There is a very simple way to nullify the effects of the Earth's gravity on electrons, without using any external power source. Simply put the electrons inside a long, thin, vertical metal tube which you have fixed in position. While inside the tube the electrons will not be accelerated at the usual rate

g = - 9.8 m/s2

(minus sign for downwards!), but will float about at near constant velocity (until, of course, they bump into something or fly out of the tube). It helps if you evacuate the tube, since otherwise the electrons will just collide with a molecule in the air very quickly and not float about at all.

Well I could stop here, having added the references

"Gravitation-Induced Electric Field near a Metal", L. I. Schiff and M. V. Barnhill, Phys. Rev. 151 p. 1067 (1966)
(work supported in part by the USAF)

and

"Experimental Comparison of the Gravitational Force on Freely Falling Electrons and Metallic Electrons", F. C. Witteborn and W. M. Fairbank, Phys. Rev. Lett. 19 p. 1049 (1967)
(work supported by NASA)

but you'd be asking "What's this bullshit about"? So, let me explain.

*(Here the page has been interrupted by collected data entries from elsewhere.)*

PR #5217, opened 2020-10-07
(proof-new) Indexed root predicates

nafur:
This PR adds a new node type called `INDEXED_ROOT_PREDICATE`.
It will be used for proofs generated by the cad subsolver. It roughly works as follows:

General structure: `(INDEXED_ROOT_PREDICATE k=unsigned var~0 poly)`

Example: `(INDEXED_ROOT_PREDICATE k=1 (>= y 0.0) (+ (* 1.0 (^ x 2.0)) (* 1.0 y)))`

It states that `y` should be `>=` than the first (k'th) root of the polynomial `x*x+y` (in `y`). Note that it can only be evaluated with respect to an assignment for all the remaining variables within the polynomial.

### DIFF
--- a/src/theory/arith/kinds
+++ b/src/theory/arith/kinds
@@ -80,6 +80,13 @@ operator LEQ 2 "less than or equal, x <= y"
 operator GT 2 "greater than, x > y"
 operator GEQ 2 "greater than or equal, x >= y"
 
+constant INDEXED_ROOT_PREDICATE_OP \
+	::CVC4::IndexedRootPredicate \
+	::CVC4::IndexedRootPredicateHashFunction \
+	"util/arith.h" \
+	"operator for the indexed root predicate; payload is an instance of the CVC4::IndexedRootPredicate class"
+parameterized INDEXED_ROOT_PREDICATE INDEXED_ROOT_PREDICATE_OP 2 "indexed root predicate; first parameter is a INDEXED_ROOT_PREDICATE_OP, second is a real variable, third is a polynomial compared to zero"
+
 operator IS_INTEGER 1 "term-is-integer predicate (parameter is a real-sorted term)"
 operator TO_INTEGER 1 "convert term to integer by the floor function (parameter is a real-sorted term)"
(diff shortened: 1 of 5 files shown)


src/theory/arith/kinds
```diff
@@ -80,6 +80,13 @@ operator LEQ 2 "less than or equal, x <= y"
 operator GT 2 "greater than, x > y"
 operator GEQ 2 "greater than or equal, x >= y"
 
+constant INDEXED_ROOT_PREDICATE_OP \
+	::CVC4::IndexedRootPredicate \
+	::CVC4::IndexedRootPredicateHashFunction \
+	"util/arith.h" \
+	"operator for the indexed root predicate; payload is an instance of the CVC4::IndexedRootPredicate class"
```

In fact, gravity is still exerting a force on the electrons fg = g me. However, inside the bulk of the tube and (thanks to Poisson's equation) in the space enclosed, there is a (nearly) uniform electric field of magnitude |E| = |g me/e| directed downwards. Remembering that the charge on the electron e is negative, the electric force is fe = - g me, thus the total force, and acceleration, vanish to a very good approximation. This was experimentally tested in the second reference. Conversely, a positron in the vicinity of the tube will suffer an acceleration of 2g downwards -- falling twice as fast as usual.

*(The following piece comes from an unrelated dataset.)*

PR #5219, opened 2020-10-07
Make sure conflicts are not rewritten (in arithmetic)

nafur:
The arithmetic inference manager did rewrite conflicts, which lead to nodes from the conflict not being assumptions (but rewritten assumptions) triggering an assertion. This rewrite is now removed.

Now you may be saying "Fine, but you just pulled that electric field out of a hat! We learnt in freshman electrostatics that the field inside a conductor vanishes -- method of images and all that -- and here you are telling us that a bit of metal sitting at rest automatically generates a non-zero field?" And this would be a good question.

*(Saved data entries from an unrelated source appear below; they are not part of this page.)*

PR #5220, opened 2020-10-07
(proof-new) Update the strings inference manager for proofs

ajreynol:
This updates the inference manager in strings in two ways:
(1) It now inherits from InferenceManagerBuffered, meaning that the custom methods for process the current pending lemma/fact vectors are removed in favor of the standard ones.
(2) It has support for proof generation via the InferProofCons utility.

This PR standardizes three methods `processFact`, `processLemma`, and `processConflict` which take `InferInfo` and processes any string-specific behavior pertaining to processing facts, lemmas and conflicts with the inference manager.  These methods are intended to preserve the previous behavior of this class.


ajreynol:
Note this is pending performance testing, which I'm running currently.

ajreynol:
Results 60 second timeout on QF_SLIA SMT-LIB:
```
               CVC4-100720-sim_strings_d   32153   4959.32   30601   30906.3     62754     63768
                   CVC4-100720_strings_d   32177   5312.16   30615   31270.1     62792     63768
             CVC4-100720-2-sim_strings_d   32180   5397.29   30589   30547.8     62769     63768




For unsatisfiable : 
                   CVC4-100720_strings_d       X      27       0
               CVC4-100720-sim_strings_d       3       X       0
             CVC4-100720-2-sim_strings_d       3      27       X

For satisfiable : 
                   CVC4-100720_strings_d       X      21      29
               CVC4-100720-sim_strings_d       7       X      18
             CVC4-100720-2-sim_strings_d       3       6       X
```
`CVC4-100720-2-sim_strings_d ` = this PR, `CVC4-100720_strings_d` = master, `CVC4-100720-sim_strings_d` = an earlier version of this PR with lemma caching.

We lose a handful of benchmarks overall (-29+3 sat, +3-0 unsat).  Most of the lost sat benchmarks are from pyex, where many are close to timeout, and none are solved in less than 30 seconds by master.

src/theory/strings/inference_manager.cpp
```diff
@@ -113,9 +129,13 @@ void InferenceManager::sendInference(const std::vector<Node>& exp,
...
 {
-  eq = eq.isNull() ? d_false : Rewriter::rewrite(eq);
-  if (eq == d_true)
+  if (eq.isNull())
+  {
+    eq = d_false;
+  }
+  else if (Rewriter::rewrite(eq) == d_true)
   {
+    // if trivial, return
```
4tXJ7f, line 138: I actually think that the negation of this if statement should be an assertion. If we really try to send an inference where the conclusion rewrites to true, we probably created some bogus conclusion.

src/theory/strings/inference_manager.cpp
```diff
@@ -258,239 +271,167 @@ void InferenceManager::addToExplanation(Node lit, std::vector<Node>& exp) const
...
 {
-  std::vector<TNode> antec_exp;
-  // copy to processing vector
-  std::vector<Node> aconj;
-  for (const Node& ac : a)
-  {
-    utils::flattenOp(AND, ac, aconj);
-  }
-  for (const Node& apc : aconj)
+  // get the fact(s), where there are multiple if the conclusion is an AND
```
4tXJ7f, line 318:
```suggestion
  // Get the fact(s). There are multiple facts if the conclusion is an AND
```

src/theory/strings/theory_strings.cpp
```diff
@@ -623,15 +614,17 @@ void TheoryStrings::notifyFact(TNode atom,
...
+      iiPrefixConf.d_id = Inference::PREFIX_CONFLICT;
+      iiPrefixConf.d_conc = d_false;
+      utils::flattenOp(AND, pc, iiPrefixConf.d_ant);
       Trace("strings-conflict")
-          << "CONFLICT: Eager prefix : " << conflictNode << std::endl;
+          << "CONFLICT: Eager prefix : " << pc << std::endl;
       ++(d_statistics.d_conflictsEagerPrefix);
-      d_im.conflict(conflictNode);
+      // call the inference manager to send the conflict
+      d_im.processConflict(iiPrefixConf);
```
4tXJ7f, line 627: I think that it would be better to make the pending conflict store an `InferInfo`. It is a bit confusing that a pending conflict can only be a prefix conflict and may change in the future.

4tXJ7f (changes requested):
Looking great. Just some minor discussion points.

src/theory/strings/inference_manager.cpp
ajreynol: I think there are several places (e.g. inferences via cd simplification) that rely on this as a mechanism for filtering.  If this were an assertion, then this filtering would have to be done in multiple places.

src/theory/strings/theory_strings.cpp
ajreynol: Done.

4tXJ7f (approved):
LGTM, thanks for the updates.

First, I hope you won't be shocked to learn that physics is a bit more complicated than what gets taught to 18-year-olds. But of course, condescension is not an answer. You have to think about the internal structure of a metal. There are positively charged ions which vibrate gently about the vertices of the crystal lattice and there are conduction electrons that whizz about unimpeded and give the metal its exciting electrical properties.

Now consider the situation where a bit of metal is fixed in place within a gravitational field. The ions are, on average, held stationary by their mutual repulsion. As the conduction electrons fly about, they also feel the force of gravity, so they begin to accelerate downwards on average. They also feel lots of other forces, of course, but to begin with these average out to zero. Very soon the conduction electrons occupy a position somewhat lower than the rest of the metal. Charge separation and polarization have taken place due to gravity! There is now a net negative charge at the bottom of the piece of metal and a net positive at the top. Hence, just like inside a capacitor, there's got to be an electric field in between. In equilibrium, the size of this field is of course exactly that needed to stop the conduction electrons from drooping any farther, viz. g me/e. The authors of the first paper of course had a much more rigorous and mathematical derivation, starting from first principles, but this is what it boils down to.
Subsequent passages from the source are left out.